--- Exercise data ---

Issue #9149, opened 2019-09-19
systeminfo API may show less info when it's triggered by anonymous(unauthenticated) user


reasonerjt:
The example of response of GET /api/systeminfo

---

• Brief
Wherever a line in the data above holds the word "systeminfo", copy that line.

• Output below
systeminfo API may show less info when it's triggered by anonymous(unauthenticated) user
The example of response of GET /api/systeminfo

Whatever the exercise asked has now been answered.